Sunday 19 November 2017

Publicans say rising insurance premiums putting strain on business

Belfast bar faces nine charges of breaching licensing conditions.
Belfast bar faces nine charges of breaching licensing conditions.

Sean Duffy

Publicans across the country say that rising insurance premiums are putting increasing strain on their businesses.

A new survey carried out by the Vintners Federation of Ireland (VFI) found that 37pc of publicans said they had encountered difficulties in securing insurance cover for their premises.

The survey also showed that business insurance ranked as the highest cost for publicans, ahead of commercial rates and TV subscriptions.

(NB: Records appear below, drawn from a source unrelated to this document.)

PR #5264, opened 2022-08-02
[SoapyPlutoSDR] bump build

sjkelly:
This is the latest git build, using libiio 0.24. 

This line breaks the Musl builds, but that should be fine for now: https://github.com/pothosware/SoapyPlutoSDR/blob/a07c37230369653818b3a5c448c00cee1ac9f8e5/CMakeLists.txt#L77

We drop libad9361_iio for now, since it is only used for filters and unsupported on latest libiio.

### DIFF
--- a/S/SoapyPlutoSDR/build_tarballs.jl
+++ b/S/SoapyPlutoSDR/build_tarballs.jl
@@ -33,7 +33,7 @@ fi
 
 # These are the platforms we will build for by default, unless further
 # platforms are passed in on the command line
-platforms = filter!(p -> libc(p) != "musl", supported_platforms())
+platforms = supported_platforms()
 platforms = expand_cxxstring_abis(platforms) # requested by auditor
 
 # The products that we will ensure are always built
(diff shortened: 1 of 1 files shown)


S/SoapyPlutoSDR/build_tarballs.jl
```diff
@@ -7,46 +7,33 @@ version = v"0.2.1" # not yet tagged
...
-    make -j${nproc}
-    make install
     mv ${libdir}/SoapySDR/modules0.8/libPlutoSDRSupport.so  ${libdir}/SoapySDR/modules0.8/libPlutoSDRSupport.dylib
 fi
 """
 
 # These are the platforms we will build for by default, unless further
 # platforms are passed in on the command line
-platforms = supported_platforms(;experimental=true)
+platforms = supported_platforms()
```
staticfloat, line 36: Why did you take away `experimental=true`?

sjkelly: It was required for aarch64-apple-darwin, but it is now included in the supported_platforms. I guess keeping it is okay? It currently does not add any platforms at the moment.

PR #5266, opened 2022-08-03
Update libjlnode for node v16

sunoru:


L/libjlnode/build_tarballs.jl
```diff
@@ -3,11 +3,11 @@
 using BinaryBuilder, Pkg
 
 name = "libjlnode"
-version = v"16.14.0"
+version = v"16.0.0"
```
staticfloat, line 6: I think this is going to build a new JLL that has an _older_ version number than the last one.  Is that what you want?

sunoru: The last registered one is 14.17.3 so 16.0.0 is not older :) It is want I intended to do

staticfloat: Ah, I was confused because I was looking at only one commit, not the whole thing. :)

sunoru:
Thanks!

PR #7000, opened 2023-07-04
[GAP] rebuild for updated libjulia

fingolfin:
This PR is "too early" as `libjulia_jll` 1.10.4 did not yet complete
its release cycle. But I thought I'd use the opportunity to verify
that the version specification for the build dependency works as
expect (i.e., makes the CI for this PR fail).

### DIFF
--- a/G/GAP/build_tarballs.jl
+++ b/G/GAP/build_tarballs.jl
@@ -29,7 +29,7 @@ name = "GAP"
 upstream_version = v"4.12.2"
 version = v"400.1200.200"
 
-julia_versions = [v"1.6.3", v"1.7", v"1.8", v"1.9", v"1.10"]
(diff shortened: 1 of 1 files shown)


fingolfin:
CC @benlorenz

fingolfin:
Maybe the `julia_versions` list is also something that should be defined in `libjulia/common.jl` -- most packages just use the full list. Those which don't wish to do that could filter out versions that are not supported -- usually just old ones, I'd guess (and in some cases I suspect there is no reason at all why some Julia versions are excluded, just accidents?)

fingolfin:
Had to separate this from the `GAP_pkg_juliainterface` update because that one first requires a `GAP_jll` with Julia 1.11 support...

PR #7002, opened 2023-07-04
[Geant4_julia] New version of Geant4 wrappers

peremato:
Added new solids


giordano:
As a general remark working with Git and GitHub, opening a PR from a branch with the same name as the target branch is an [anti-pattern](https://blog.jasonmeridth.com/posts/do-not-issue-pull-requests-from-your-master-branch/). You should always create a ***new*** branch. This is the reason why the history of this PR has completely unrelated commits, which make review slightly confusing.

peremato:
Thanks. I'll try not to forget.

PR #7003, opened 2023-07-04
[Exodus] update to 8.19.1; update compat for hdf5

cmhamel:
…king changes MBedTLS_jll). Also adding a hack to the build process to fix a tree hash mismatch caused on mac with a comment describing the hack in the script.

### DIFF
--- a/E/Exodus/build_tarballs.jl
+++ b/E/Exodus/build_tarballs.jl
@@ -73,7 +73,7 @@ make install
 #
 # The build process has far too many CMake files to track this down.
 #
-rm -r lib/cmake/Seacas/
+rm -r "${prefix}/lib/cmake/Seacas"
 """
 
 # These are the platforms we will build for by default, unless further
--- a/E/Exodus/build_tarballs.jl
+++ b/E/Exodus/build_tarballs.jl
@@ -3,7 +3,7 @@
 using BinaryBuilder, Pkg
 
 name = "Exodus"
-version = v"8.19.0"
+version = v"8.19.1"
 
 # Collection of sources required to complete build
 sources = [
--- a/E/Exodus/build_tarballs.jl
+++ b/E/Exodus/build_tarballs.jl
@@ -73,7 +73,6 @@ make install
 #
 # The build process has far too many CMake files to track this down.
 #
-cd $WORKSPACE/destdir
 rm -r lib/cmake/Seacas/
 """
 
--- a/E/Exodus/build_tarballs.jl
+++ b/E/Exodus/build_tarballs.jl
@@ -64,6 +64,18 @@ cmake \
 
 make -j${nproc}
 make install
+
+# below is an absolute hack to fix a tree hash mismatch on macos
+# this is due to a case insensitivity issue. 
+#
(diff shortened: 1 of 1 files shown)


E/Exodus/build_tarballs.jl
```diff
@@ -92,7 +104,7 @@ products = [
 dependencies = [
     Dependency(PackageSpec(name="Fmt_jll", uuid="5dc1e892-f187-50dd-85f3-7dff85c47fc5"))
     # Updating to a newer HDF5 version is likely possible without problems but requires rebuilding this package
-    Dependency(PackageSpec(name="HDF5_jll", uuid="0234f1f7-429e-5d53-9886-15a909be8d59"); compat="~1.12")
+    Dependency(PackageSpec(name="HDF5_jll", uuid="0234f1f7-429e-5d53-9886-15a909be8d59"); compat="~1.14")
```
giordano, line 107: You can't change a compat bound without changing the version number of the package. But I don't understand what's the problem. And in any case compat bounds have to be fixed first in the registry, not here.

E/Exodus/build_tarballs.jl
```diff
@@ -64,6 +64,18 @@ cmake \
...
+# below is an absolute hack to fix a tree hash mismatch on macos
+# this is due to a case insensitivity issue. 
+#
+# The issue is caused by a duplicate folder in destdir/lib/cmake
+# called "Seacas" which is a duplibcate of "SEACAS".
+#
+# The build process has far too many CMake files to track this down.
+#
+cd $WORKSPACE/destdir
+rm -r lib/cmake/Seacas/
```
giordano, line 77:
```suggestion
rm -r "${prefix}/lib/cmake/Seacas"
```

E/Exodus/build_tarballs.jl
```diff
@@ -64,6 +64,18 @@ cmake \
...
+
```
giordano, line 78:
```suggestion
```

E/Exodus/build_tarballs.jl
```diff
@@ -64,6 +64,18 @@ cmake \
...
+# below is an absolute hack to fix a tree hash mismatch on macos
+# this is due to a case insensitivity issue. 
+#
+# The issue is caused by a duplicate folder in destdir/lib/cmake
+# called "Seacas" which is a duplibcate of "SEACAS".
+#
+# The build process has far too many CMake files to track this down.
+#
+cd $WORKSPACE/destdir
```
giordano, line 76:
```suggestion
```

E/Exodus/build_tarballs.jl
cmhamel: I bumped the version number to 8.19.1 due to the compat bound you mentioned.

What was happening was NetCDF_jll (sorry I wrote my initial request incorrectly) was causing an error during the audit on certain os/ABI combinations. It was looking for libmbedtls.so.7.0 but only libmbedtls.so.13.0 was found by the auditer. The compat change seemed to fix it. It's the compat version for NetCDF_jll in HDF5_jll.

PR #7004, opened 2023-07-04
[libcxxwrap] update for libjulia 1.11

fingolfin:
CC @barche @benlorenz 

(Note: I am slightly wary about adding a new Julia variant but not updating the JLL version... but in the end this doesn't seem worse than the "rebuilding" we are doing otherwise? Or is it???)


giordano:
If this build is reproducible we should get same binaries as before, so the artifact wouldn't change

fingolfin:
Except we are adding artifacts for Julia 1.11 that weren't there before.

giordano:
Yes, I mean, otherwise this PR wouldn't exist, I was saying that if this package is reproducible then adding a new Julia version has _almost_ no cost

barche (approved):

fingolfin:
@giordano excellent, thank you for explaining and clarifying

PR #3639, opened 2021-09-17
libjulia_jll for 1.8.0-dev

fingolfin:
This add a libjulia_jll for 1.8 nightlies, so that we can use it for
our other JLLs using libjulia, and for CI tests against Julia nightly.

Also update to 1.7.0-rc1 and 1.6.2, respectively, just in case they had
any API/ABI breakages (following the theory that (a) hopefully more
people will use e.g. 1.6.2 than 1.6.0, over the long run; and (b)
if necessary, it's probably better enforce Julia >= 1.6.2 in a `Project.toml`
than e.g. enforcing Julia == 1.6.0)

PR #7006, opened 2023-07-04
[libjulia] define `julia_versions` in common.jl

fingolfin:
... at least if it wasn't defined before. This way, packages don't need to repeat that definition over and over again.

Not yet used anywhere, but doing that would be the next step after this is merged, I guess...

[skip build] [skip ci]

### DIFF
--- a/L/libjulia/common.jl
+++ b/L/libjulia/common.jl
@@ -4,6 +4,11 @@ using BinaryBuilder, Pkg
 
 include("../../fancy_toys.jl") # for get_addable_spec
 
+# list of supported Julia versions
+if ! @isdefined julia_versions
+    julia_versions = [v"1.6.3", v"1.7", v"1.8", v"1.9", v"1.10", v"1.11"]
+end
+
 # return the platforms supported by libjulia
 function libjulia_platforms(julia_version)
     platforms = supported_platforms()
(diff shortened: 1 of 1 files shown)


fingolfin:
@giordano @benlorenz @barche if you have no concern about this, I'd be inclined to get this merged next, then I'd look into updating a bunch of JLLs to use it.

L/libjulia/common.jl
```diff
@@ -4,6 +4,11 @@ using BinaryBuilder, Pkg
 
 include("../../fancy_toys.jl") # for get_addable_spec
 
+# list of supported Julia versions
+if ! @isdefined julia_versions
+    julia_versions = [v"1.6.3", v"1.7", v"1.8", v"1.9", v"1.10", v"1.11"]
```
fingolfin, line 9: Actually, does anyone remember why we start the list with `1.6.3` instead of `1.6`? Maybe should add a comment explaining that (or change to 1.6)

barche: I think you explain this here, I haven't tested if changing this to 1.6 breaks anything: https://github.com/JuliaPackaging/Yggdrasil/pull/3639

barche:
OK for me!

fingolfin:
Sorry, just merged before I saw your comment. But I think no harm done yet, because `julia_versions` just being there does not mean anything has to use it.

I agree it would be helpful to minimize the list of places the versions pop up, to make sure we are not forgetting anything. So we could have the `full_versions` you mention (though perhaps as `julia_full_versions` or so to avoid potential clashes), and then `build_julia` can check that the version it is given is in that list... I'll open a PR with this for further concrete discussion

PR #7007, opened 2023-07-04
[libsingular] update to latest version, add Julia 1.11

fingolfin:
Also drop old julia_compat hack from pre-1.6 days -- at least I think that's where it came from (older Julia versions used to choke on the `julia_version` key in the platform)...

### DIFF
--- a/L/libsingular_julia/build_tarballs.jl
+++ b/L/libsingular_julia/build_tarballs.jl
@@ -9,15 +9,11 @@ uuid = Base.UUID("a83860b7-747b-57cf-bf1f-3e79990d037f")
 delete!(Pkg.Types.get_last_stdlibs(v"1.6.3"), uuid)
 
 name = "libsingular_julia"
-version = v"0.34.0"
-
-# reminder: change the above version if restricting the supported julia versions
-julia_versions = [v"1.6.3", v"1.7", v"1.8", v"1.9", v"1.10"]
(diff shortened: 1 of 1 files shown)


L/libsingular_julia/build_tarballs.jl
```diff
@@ -9,15 +9,14 @@ uuid = Base.UUID("a83860b7-747b-57cf-bf1f-3e79990d037f")
 delete!(Pkg.Types.get_last_stdlibs(v"1.6.3"), uuid)
 
 name = "libsingular_julia"
-version = v"0.34.0"
+version = v"0.35.0"
 
 # reminder: change the above version if restricting the supported julia versions
-julia_versions = [v"1.6.3", v"1.7", v"1.8", v"1.9", v"1.10"]
-julia_compat = join("~" .* string.(getfield.(julia_versions, :major)) .* "." .* string.(getfield.(julia_versions, :minor)), ", ")
```
fingolfin, line 16: @benlorenz @giordano do you agree with me that `julia_compat` can just be set to "1.6" these days? Or is there something I am missing / forgetting in play here?

fingolfin: OK, so one thing I missed was the fact that this also sets an upper bound right now. And yeah, in the future we may want to have "gaps" in the supported versions... although I wonder what the motivation for that would be? The only I can think of is saving CPU and storage resources for Yggdrasil/Buildkite/GitHub?

PR #7009, opened 2023-07-05
Update FreeType2 to 2.13.1

serenity4:
The latest HarfBuzz releases requires a more recent version of FreeType2 than 2.10.4, which otherwise seems to result in this issue: https://github.com/JuliaIO/FFMPEG.jl/issues/53

### DIFF
--- a/F/FreeType2/build_tarballs.jl
+++ b/F/FreeType2/build_tarballs.jl
@@ -3,7 +3,7 @@
 using BinaryBuilder
 
 name = "FreeType2"
-version = v"2.13.0"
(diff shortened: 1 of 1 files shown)


serenity4:
That is strange, builds complain about an 404 HTTP error for https://download.savannah.gnu.org/releases/freetype/freetype-2.13.1.tar.xz but I can locally access it (leading to a download). Would anyone know what's going on?

giordano:
This is ok, but it has nothing to do with https://github.com/JuliaIO/FFMPEG.jl/issues/53

PR #7012, opened 2023-07-06
[gap] ensure GAP is built against old readline

fingolfin:
... to avoid issues loading it in situations were GAP_jll is new but Readline_jll is not.

CC @thofma @wdecker


thofma:
Merci!

PR #7014, opened 2023-07-06
[Perl] relax readline compat

benlorenz:
see https://github.com/JuliaRegistries/General/pull/86946

The new compat also matches what GAP and other packages are using.

### DIFF
--- a/P/Perl/build_tarballs.jl
+++ b/P/Perl/build_tarballs.jl
@@ -141,7 +141,7 @@ products = [
 
 # Dependencies that must be installed before this package can be built
 dependencies = [
-    Dependency("Readline_jll"; compat="~8.1.1")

The data reveal that 88pc of publicans have seen their premiums rise over the past two years. Almost 40pc of pubs saw their premiums rise by between 10 and 20pc, while 34pc had to pay between 20-30pc more for their policies. At the most extreme end of the spectrum, 15pc of those surveyed had the cost of their policies increased by between 30 and 40pc.

Pádraig Cribben, CEO Vintners’ Federation of Ireland, said:

“Rising insurance premiums are yet another crippling cost publicans face in addition to a host of other costs. The reality of the situation is that these insurance costs are hampering the progress of small business owners and publicans across Ireland and it’s crucial the Government recognise this and offers its support.

“As it stands, the cost of settling insurance claims in Ireland is out of control particularly in comparison to other countries. This is having a severe knock-on effect resulting in rising insurance premiums not only for publicans but across the board.”

Almost half (44pc) of publicans said premiums were rising due to the higher legal costs associated with settling claims.

Licenced premises continue to play an important role in Irish culture, with figures for 2015 showing that the State recouped a total of €1.1bn last year from alcohol sales.

The VFI research also shows that Cork is the county in Ireland with the most pubs (954), followed by Dublin (772), with Galway in third place for total number of pubs. Kerry (435) and Tipperary had the fourth and fifth highest concentration of licenced premises. 

Overall, there are 7,182 pubs in Ireland which employ 52,000 people. The research also revealed that 93pc of pubs are family owned.

The importance of the local pub to smaller communities is emphasised by a figure which shows that 47pc of all pubs in the country are based in a rural and rural and village location.